### Provided records

◇ ◇ ◇ ◇ ◇ ◇ ◇

PR #163, opened 2015-02-02
Add support for reusable and combinable validation rules - fixes #26

### LINKED ISSUE #26: Composable ValidationRule's

jenshalm:
This is the first of five PRs extracted from https://github.com/finagle/finch/pull/162.

* made all the requested changes in scaladoc
* added three more tests at the end of `RequestReaderValidationSpec`

## PR 1: Add support for reusable and combinable validation rules

This corresponds to the feature set discussed here: https://github.com/finagle/finch/issues/26#issuecomment-72353887, so it should hopefully not be controversial.

This PR leaves everything in place that Ryan already added for validation logic. He recently introduced the option to declare validation rules inline:

```scala
RequiredIntParam("foo").should("be positive")(_ > 0)
```

This PR adds to this work the following:

Negation:
```scala
RequiredIntParam("foo").shouldNot("be positive")(_ > 0)  
```

Reusable Rules:
```scala
val bePositive = ValidationRule[Int]("be positive")(_ > 0)

RequiredIntParam("foo").should(bePositive)
```

Combinable Rules:
```scala
val bePositive = ValidationRule[Int]("be positive")(_ > 0)
def beSmallerThan(n: Int) = ValidationRule[Int]("be smaller than $n")(_ < n)

RequiredIntParam("foo").should(bePositive and beSmallerThan(5))
```

The old `ValidationRule` reader has been removed. Due to the name conflict there
was no option to deprecate it first.

This PR also includes a new section in `docs.md` for this feature.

◇ ◇ ◇ ◇ ◇ ◇ ◇

### What you are asked to do
Both the first line of the records above and the line containing "added three more" are to be transcribed exactly, together with every line between them, and nothing else.

### Your response
PR #163, opened 2015-02-02
Add support for reusable and combinable validation rules - fixes #26

### LINKED ISSUE #26: Composable ValidationRule's

jenshalm:
This is the first of five PRs extracted from https://github.com/finagle/finch/pull/162.

* made all the requested changes in scaladoc
* added three more tests at the end of `RequestReaderValidationSpec`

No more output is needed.